国指定文化財(重要文化財)尻屋埼灯台青森県下北郡東通村大字尻屋字尻屋崎1番1

尻屋埼灯台

青森県の下北半島の北東端、尻屋崎に位置する。北は津軽海峡、東は太平洋を望む絶景の地に建つ洋式灯台。太平洋側に建設された初期の煉瓦造灯台の一つで、東北地方初の洋式灯台である。明治9年の建設で、設計指導は、我が国の数多くの洋式灯台を設計した英国人技師、リチャード・ヘンリー・ブラントンである。ブラントンが日本で最後に手がけた灯台の一つで、同人による灯台の集大成ということができる。壁を内外で二重にした二重円筒形式で、高さ32.8mと現役の煉瓦造の灯台では日本一の高さを誇る。また、霧信号が設置された最初の灯台であることも希少である。

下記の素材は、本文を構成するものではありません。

Issue #14, opened 2023-12-09
Class structure for the cards


Turtyo:
## Feature Description

What should be the structure of the classes for the cards to be able to have multiple effects, such as damage and poison or damage and heal for example ?

## Motivation

This issue is meant as a way to discuss our structure going forward. Right now, `CardBase` handles most of that, but as a parent class of other effect, it shouldn't have functions that are not useful to multiple children classes (for example, it shouldn't have a `drawCard` or `Heal` function in it, those should be defined in specific children classes.

## Acceptance Criteria

- `CardBase` should hold function that are useful to multiple children classes, and not specific effects
- It should be easy to add effects to a card

## Proposed Solution

We would have:
```GDscript
# CardBase.gd
extends Node

# Base class for cards
class_name CardBase

var card_effects = []

func _ready():
    # Initialize a new array for each instance
    card_effects = []

func apply_all_effects(card):
    for effect in card.card_effects:
        effect.apply_effect()
```
with:
```GDscript
# CardEffect.gd
extends Node

# Base class for card effects
class_name CardEffect

fund _ready(card):
    # to be used by child classes to add their effect to the card
    card.card_effects.append(self)

func apply_effect():
    pass
```
and the effects would extend from `CardEffect`:
```GDscript
# CardPoison.gd
extends CardEffect

class_name CardPoison

# @Override
func apply_effect():
    # do some poison damage
```

When you want to create a card, you can either use a JSON format like this:
```json
[
  {
    "name": "CardWithPoisonAndHeal",
    "description": "Apply 3 poison and heal 3",
    "effects": [
      {
        "type": "CardPoison",
        "parameters": {
          "duration": 3,
          "damage_per_turn": 3
        }
      },
      {
        "type": "CardHeal",
        "parameters": {
          "heal_amount": 3
        }
      }
    ]
  }
]
```

And we would have some code to display the card / setting the effects in the background by reading the file
But i would like to not have that be the structure, because JSON files are not very nice to work with. For example i could say 3 poison in the description but put 4 by mistake in the duration.

Ideally, it would be good to have something that's directly editable. For example we could have something in the text file of the card that reads:
"Apply PoisonEffect(3) and HealEffect(4)". That would setup a card with 3 poison and 4 heal, but when displayed it would read as "Apply 3 poison stacks and heals 4". This could probably be done by using "to_str" and by using a parser. This probably should be addressed in another issue

## Additional Context

The discussion was started in #11

[...]

Issue #7, opened 2023-12-06
Use an object to store modifiers associated with a type of card / item effect


Turtyo:
## Feature Description

An object that holds the modifications to the state of the game that change the numerical values of effects. Everything modifies and checks this object when the need to make a calculation that can be impacted by buff / debuff arises.

## Motivation

This allows for a centralized modifier checking system when calculating damages. If I have an item that allows me to `heal +5` on every heal, every card that heals me shouldn't have to know that I have said object. Instead the item modifies this object that holds the changes, and every card then checks the same dictionary to know if there is a modification.

## Acceptance Criteria

- The object can be modified by buff / debuff
- The object can hold new types of effects easily
- The object holds information for both permanent changes (changes due to objects that stay after the end of a combat) and changes from temporary effects (that end after a set number of turns / end of combat)

## Proposed Solution

A dictionary of effects and the associated buffs / debuff that goes with them. For example, if we have `slash` damage and `piercing` damage:
```
{
    "slash" :  { Add: 10, Multiply: 2}
    "piercing" :  { Add: -15, Multiply: 1}
}
```
Would make a card that deals 10 `slash` damages and 20 `piercing` damages a total of `(10 + 10)*2 = 40 slash` damages  and `(20 - 15)*1 = 5 piercing` damages.

The problem with the previous implementation is that it doesn't differentiate between permanent and temporary status changes. This can be solved by having the following structure for the value associated to a given key:
`(Add permanent: value_1, Add temporary: value_2, Multiply permanent: value_3, Multiply temporary: value_4)`
Where the temporary values would be reset to 0 after each combat and the permanent values would only change if something adds or removes an item that changes this value.

## Additional Context

This overrules [Use a `Dictionary` to store buffs instead of an `Array`](https://github.com/Saplings-Projects/1M_sub/issues/5) by being a more general approach to the problem of storing buffs / debuffs. This is also in link with [Make stats changes related to character instead of calculating them at attack time](https://github.com/Saplings-Projects/1M_sub/issues/4)

Mikotey:
Motivate:
> when calculating damages.
Just a nitpick. It's not exclusively for damage types. They could be used for anything including increasing summons spawned to increasing the # of items you get as a reward

Proposed Solution:
> A dictionary of effects and the associated buffs / debuff that goes with them
[...]

Issue #2, opened 2023-12-01
Add a Status class to be parent of Buff/Debuff


Turtyo:
**Is your feature request related to a problem? Please describe.**
Right now the debuff and buff are all under the same `BuffBase` class. This can lead to confusion as we might not know later what we are doing. We might also want to differentiate between the two for a question of priority / UI design.

**Describe the solution you'd like**
Creating a parent class called `Status` or `StatusEffect`, and make both `Buff` and `Debuff` extend this class. Most of code would be in the `Status` class since for the coding part of it, they do pretty much the same thing (they have an effect on the characters)

**Describe alternatives you've considered**
An alternative would have been to keep the `BuffBase` class and having a `bool is_debuff`. The issue with this is that it's probably less clear than having two distinct classes. It also doesn't allow for static typing checks at compilation.

**Additional context**
For the UI, it was suggested to have debuffs with a red border and buffs with a green border as an indicator (not clear if this is a flashing effect on the border of the screen when the effect is applied, or if this is the color of card border which gives this status).
This has been discussed as something that could be done with [this PR comment](https://github.com/Saplings-Projects/1M_sub/pull/1#discussion_r1412344670) and was decided to be implemented in another PR, since this is out of the scope of the initial PR.

cheesefrycook:
Makes sense

PR #8, opened 2023-12-06
Implement a github action for future tests with GUT

Turtyo:
# Description

This PR introduces a short CI.yml to automatically run tests that are in `tests/unit` with GUT.

## Related issue(s)

This PR doesn't have a related issue as it was started before the changes requiring an issue. Approved by project owner.

## List of changes

A more detailed list of the changes.
- added `CI.yml` in `.github/workflows/`
- added test in `tests/units/`

## Additional notes

Tests are currently in `Tests` and will need to be moved to `tests/unit` for it to work.

PR #16, opened 2023-12-09
Add a Status class to be parent of Buff/Debuff

Turtyo:
# Description

This pull request adds a Status class to be able to differentiate between Buff and Debuff types.

## Related issue(s)

#2 

## List of changes

-Changed BuffBase to StatusBase
- Created 2 folders for Buff and Debuffs
- Modified all buff and debuffs to have the correct name / extension / variable names

## Tests

No new tests provided.

## Additional notes

The specific functions inside those classes will probably change due to #14 and #7 but the De/Buff structure will probably stay, so this issues is still relevant.


Buffs/BuffBase.gd
Tomzkk, line 1: Putting this comment here since I am not sure how to add a comment on file that's not been changed but don't we also need to change buffcomponent ?

Tomzkk: Also some other places like cardbase which has buffs_to_apply which should now probably be statuses_to_apply, ignore_attacker_buffs and ignore_victim_buffs in DealDamageData ....
Also BuffBase is directly referenced in other places, such as HealthComponent, debuffs are still erferenced as buff_poison etc in tests for example

Tomzkk (commented):
Added some comments of things that might have been missed ? 

Additionally wondering about the additional context in the issue behind this -> if we wanted to do something that all buffs with share (like the mentioned UI border which changes depending on whether it's a buff or debuff would we need to add that to each class or is there some way in godot to determine if class is from buff folder ? 
Same if we for example wanted to get all buffs from a character (only buffs, not debuffs) - would we be able to do it like this ?

Buffs/BuffBase.gd
cheesefrycook: Other than the stuff Tom mentioned, it looks good to me. Should we go ahead and make the BuffBase and DebuffBase or address it in a future PR?

cheesefrycook (approved):

Buffs/BuffBase.gd
Turtyo: I will make it right now, so we don't need to touch it again after

Turtyo:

国指定文化財(史跡名勝天然記念物)浜尻屋貝塚下北郡東通村

浜尻屋貝塚

本州最北端、下北半島東北端部に立地するアワビを主体とする中世の貝塚。14世紀前半から15世紀末まで存続。14ヶ所の地点貝塚があり、殻長6cm前後の大きさの揃った大量のアワビ貝殻などが出土した。貝塚後背部の平坦な盛土整地層では、多数の掘立柱建物や井戸、カマド状遺構等を検出し、これらの建物は漁獲物の加工施設であるとすることができる。また、出土遺物からは活発な交易活動が窺われる。
 浜尻屋貝塚は大量のアワビ貝殻と加工施設の存在から干アワビを生産していたものと考えられる。干アワビは古代では地方からの貢納品であり、近世では「長崎俵物」として中国に輸出されていたように、珍重された保存食材として広く交易されていたと考えられる。中世における実態は不明な点が多いものの、既に交易品としての干アワビを生産していたことは注目すべきことである。
 この様に、浜尻屋貝塚は中世における海産物加工品生産の実態を良く示すとともに、当時の交易の様相を知ることができる上でも貴重である。